Parallèlement, les évêques de Mende cherchent, depuis le milieu du XIe siècle, à affirmer leur autorité temporelle sur l’ensemble du Gévaudan, autorité qu'il partage avec huit barons : le baron de Florac domine la zone cévenole. La baronnie est tenue par les seigneurs d'Anduze jusqu'au XIIIe siècle.

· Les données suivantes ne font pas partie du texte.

PR #4714, opened 2026-09-22
fix(security): apply the LNURL host policy to every fetch, not just pay

kaloudis:
# Description

`isLnurlCallbackAllowed` exists to stop the wallet fetching a callback in cleartext or aiming one at loopback, RFC1918, link-local or CGNAT space. Its own docstring names the class: SSRF-by-callback, with the cloud-metadata endpoint as the example. It was added with the LNURL-pay binding work in #4374 and hardened in the IP-literal canonicalization that followed.

Until #4576 it had **one** caller. Three callback fetches still go out unchecked, each from the phone's network position, each reachable from a scanned or pasted LNURL:

| Site | What the attacker-chosen host receives |
|---|---|
| `stores/InvoicesStore.ts` | `k1` and the invoice (lnurl-withdraw) |
| `stores/CashuStore.ts` | `k1` and the invoice (ecash withdraw route) |
| `views/LnurlChannel.tsx` | the node pubkey |

All three now check before building the URL, and tell the user why they stopped. LNURL-auth is deliberately untouched: `verifyLnurlAuthCallback` from #4576 already runs this check on its way to the stricter domain binding, at both of its call sites.

## The step before the callbacks was open too

Fixing only the callbacks would have left the more direct version of the same thing, and it needs no attacker server at all:

- `js-lnurl` decodes a bech32 lnurl to an **arbitrary** URL and fetches whatever comes out, so `lnurl1...` encoding `http://192.168.1.1/` is a LAN request with no service, no response parsing and no callback involved.
- `getParams` short-circuits a `withdrawRequest` whose `k1` and `callback` are already in the query string and returns them **without any fetch**, so a single QR can carry the entire payload, callback included.

`isLnurlEndpointAllowed` applies the same policy to the decoded endpoint, which covers every tag at once rather than tag by tag. The existing comment in `handleAnything` already described that fetch as "a live HTTP GET of an attacker-controllable target"; it was only being deferred for clipboard probes, not policed.

Not every resolve goes through `handleAnything`. The ChoosePaymentMethod rows (`LightningSwipeableRow`, `EcashSwipeableRow`) called js-lnurl's `getParams` themselves, and a BIP21 URI such as `bitcoin:<addr>?lightning=lnurl1...` reaches them unchecked. So the check lives in `getLnurlParams` (`utils/LnurlResolveUtils.ts`), a wrapper around `getParams`, and every resolve goes through it. It is kept out of `LnurlPayUtils` because it needs `localeString`, and importing `LocaleUtils` there pulls the store graph into every importer's tests.

## Lightning addresses

Zeus resolves LUD-16 addresses itself, without js-lnurl, and the address grammar accepts IP-literal domains. `user@192.168.1.1` was fetched as `https://192.168.1.1/.well-known/lnurlp/user` by both `handleAnything` and `LightningSwipeableRow.handleLightningAddress`. Both now check the well-known URL with `isLightningAddressEndpointAllowed` before fetching.

A value the decoder cannot decode is deliberately left alone: js-lnurl decodes before it fetches and reports an undecodable value as an error without touching the network, so there is no request for the check to prevent, and rejecting it would only replace a clear error with a misleading security one.

Scope is unchanged from the existing guard, and stated where the check lives: IP literals, not DNS rebinding. A hostname that resolves to an internal address still gets through.

## Note for reviewers

`utils/handleAnything.test.ts` stubbed `decodelnurl` to `() => null`. With the new check that stub would have meant nothing to inspect, so the suite now uses a per-test decoder that is undecodable by default, which is what most of those inputs actually are.

- [ ] New feature
- [X] Bug fix
- [ ] Code refactor
- [ ] Configuration change
- [ ] Locales update
- [ ] Quality assurance
- [ ] Other

## Checklist

## Testing

- [ ] No, I’m a fool
- [X] Yes
- [ ] N/A

`utils/LnurlPayUtils.test.ts` covers the endpoint check against real bech32-encoded targets: public https and onion allowed, loopback, RFC1918, link-local and cleartext refused, undecodable left to js-lnurl. `utils/LnurlResolveUtils.test.ts` covers `getLnurlParams` refusing LAN and loopback endpoints without a fetch, including a withdraw link js-lnurl would short-circuit, and pins the js-lnurl 0.6.0 behavior the undecodable pass-through relies on (no request for a value it cannot decode). `utils/handleAnything.test.ts` covers the resolve step refusing those targets and never calling `getlnurlParams`, and IP-literal lightning addresses being refused without a fetch. `stores/InvoicesStore.test.ts` covers the withdraw callback: the four unsafe shapes are not fetched, a public https callback still is, with `k1` and the invoice intact. Verified that the withdraw tests fail against the unguarded path.

Rebased onto master after #4576 landed, which is what removed `LnurlAuth` from the list above.

- [ ] Android
- [ ] iOS

Device testing still owed: a normal lnurl-withdraw against a real service, and an lnurl-channel request, to confirm the guard is not in the way of the legitimate flows, which is the risk with a change like this. Not yet run, flagging rather than ticking.

On-device
- [ ] LDK Node
- [ ] Embedded LND

Remote
- [ ] LND (REST)
- [ ] Nostr Wallet Connect
- [ ] LndHub

The withdraw paths create an invoice on the active backend before the callback is fetched, so any backend exercises them; the check itself is backend-independent.

### Locales

Three strings: `utils.lnurl.unsafeCallback`, `utils.lnurl.unsafeEndpoint` and `utils.lnurl.unsafeLightningAddress`. The existing `views.LnurlPay.LnurlPay.unsafeCallback` is payment-specific ("Payment cancelled"), which does not fit a withdraw, an auth or a channel request.

### Other:


utils/LnurlPayUtils.ts
```diff
@@ -305,3 +306,27 @@ export const verifyLnurlAuthCallback = (
...
+export const isLnurlEndpointAllowed = (lnurl: string): LnurlCheckResult => {
+    let decoded: string;
+    try {
+        decoded = decodelnurl(lnurl);
+    } catch (err: any) {
+        // Nothing to police: js-lnurl decodes before it fetches and reports
+        // an undecodable value as an error without touching the network, so
+        // no request can come of this one. Rejecting it here would only
+        // replace that error with a misleading security one.
+        return { ok: true };
```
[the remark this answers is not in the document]
kaloudis: The mechanism doesn't hold for the pinned js-lnurl (0.6.0). `getParams` decodes with the same `decodelnurl` this check calls, on the same input, and when that throws it returns `{ status: 'ERROR', reason: "invalid lnurl '...'" }` without making a request. There is no broader decoder in this version and no lightning-address support. `getParams('user@192.168.1.1')` returns that error and never reaches `cross-fetch`. So the undecodable pass-through stays: rejecting those values would only replace a clear error with a misleading security one.

The example input was still a real SSRF, through a different path. Zeus resolves LUD-16 addresses itself, and `isValidLightningAddress` accepts IP-literal domains, so `user@192.168.1.1` was fetched as `https://192.168.1.1/.well-known/lnurlp/user` by both `handleAnything` and `LightningSwipeableRow.handleLightningAddress`. While checking that, I found a second gap: the ChoosePaymentMethod rows called `getParams` directly, so `bitcoin:<addr>?lightning=lnurl1...` got around the endpoint check.

Fixed in e9d761c3b:
- `utils/LnurlResolveUtils.ts` adds `getLnurlParams`, which runs the endpoint check before `getParams`. Every resolve goes through it.
- Both lightning-address fetches check the well-known URL first (`isLightningAddressEndpointAllowed`).
- `utils/LnurlResolveUtils.test.ts` includes a test that pins the js-lnurl behavior described above (no request for an undecodable value), so a future js-lnurl version that resolves lightning addresses will fail it.

utils/handleAnything.ts
```diff
@@ -1003,6 +1025,7 @@ const handleAnything = async (
         // to when the user actually acts on the value.
         if (isClipboardValue) return true;
         const raw: string = findlnurl(value) || lnurl || value || '';
+        assertLnurlEndpointAllowed(raw);
```
ajaysehwal, line 1028: nit: `assertLnurlEndpointAllowed` duplicates the validation already performed inside `getLnurlParams`, so the endpoint is checked twice on every resolve.

If `getLnurlParams` throws a named `UnsafeLnurlError`, `handleAnything` could rethrow that directly, and the extra assertion could be removed.

Also optional: the same OK-only `Alert.alert` block now appears in five places, so a small helper could tidy that up.

utils/LnurlResolveUtils.ts
```diff
@@ -0,0 +1,19 @@
...
+ * (the ChoosePaymentMethod rows, fed by a BIP21 `lightning=` parameter) is
+ * policed the same way. Rejects with a localized, user-facing message.
+ *
+ * Kept apart from LnurlPayUtils so that module stays free of localization.
+ */
+export const getLnurlParams = async (lnurl: string) => {
+    if (!isLnurlEndpointAllowed(lnurl).ok) {
+        throw new Error(localeString('utils.lnurl.unsafeEndpoint'));
+    }
+    return getParams(lnurl);
```
ajaysehwal, line 18: One gap worth flagging: getParams (via cross-fetch) and ReactNativeBlobUtil.fetch both follow 3xx redirects, so a public HTTPS endpoint/callback could redirect to something like http://192.168.x.x/... and bypass the IP-literal check.

This isn’t a regression since the existing pay callback has the same behavior, but could we mention redirects alongside DNS rebinding in the scope/PR description? A follow-up could disable redirects for these fetches (e.g. followRedirect: false for callbacks) or re-validate each redirect target.

stores/InvoicesStore.ts
```diff
@@ -490,6 +491,29 @@ export default class InvoicesStore {
                 }
 
                 if (lnurl) {
+                    if (!isLnurlCallbackAllowed(lnurl.callback).ok) {
```
ajaysehwal, line 494: @kaloudis, small UX issue: the withdraw callback is checked only after `createInvoice` (and any LSP JIT wrapping), so if validation fails, the user is left with an invoice that the withdraw service will never pay.

Since `getLnurlParams` already has the resolved `callback`, could we validate it there for the withdraw/channel/pay flows and reject before creating the invoice? The store-level checks can stay as defense in depth for other entry points.

utils/handleAnything.ts
kaloudis: Agreed, done in d5df78565. `getLnurlParams` throws errors named `UnsafeLnurlError` (checked by name through `isUnsafeLnurlError`, since `instanceof` on transpiled Error subclasses isn't reliable), and both lnurl catch blocks in `handleAnything` rethrow them, so `assertLnurlEndpointAllowed` is gone. I left the Alert blocks as they are: the same inline OK-only alert appears about 40 times across the codebase, so a helper belongs in its own cleanup PR.

utils/LnurlResolveUtils.ts
kaloudis: Confirmed. It also works for `http://` targets, since iOS sets `NSAllowsArbitraryLoads` and Android permits cleartext. Added to the scope paragraph in the description, and filed #4728 for the follow-up. The callbacks and lightning address lookups can use `followRedirect: false` and check each hop. The resolve can't: js-lnurl calls `cross-fetch` itself and RN fetch has no way to stop following redirects, so `getLnurlParams` would have to fetch and parse the response itself.

stores/InvoicesStore.ts
kaloudis: Done in d5df78565. `getLnurlParams` now checks `params.callback` after `getParams`, which covers withdraw, pay and channel before anything is created. The store-level checks stay for params that arrive another way. This needed the named error from your other comment, since `handleAnything`'s catches would otherwise have replaced the unsafe-callback message with the invalid-params one.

Leur importance politique et l’étendue de leurs domaines varient selon les périodes. Profitant des rivalités permanentes des seigneurs locaux, vassaux des vicomtes, les évêques font appliquer localement la « paix de Dieu », entre 1102 et 1112, en créant une police chargée de faire respecter la paix, police dont ils obtiennent le commandement. Dans le même temps, les rois capétiens cherchent aussi à asseoir leur autorité sur les grands fiefs du royaume et cette recherche nécessite le soutien de l'Église.
L'évêque Aldebert III du Tournel, bien informé des ambitions capétiennes, décide de rencontrer le roi Louis VII à Paris pour lui prêter hommage en échange des droits régaliens sur le Gévaudan. L’acte qui scelle cet accord est connu sous le nom de « bulle d’or » (1161).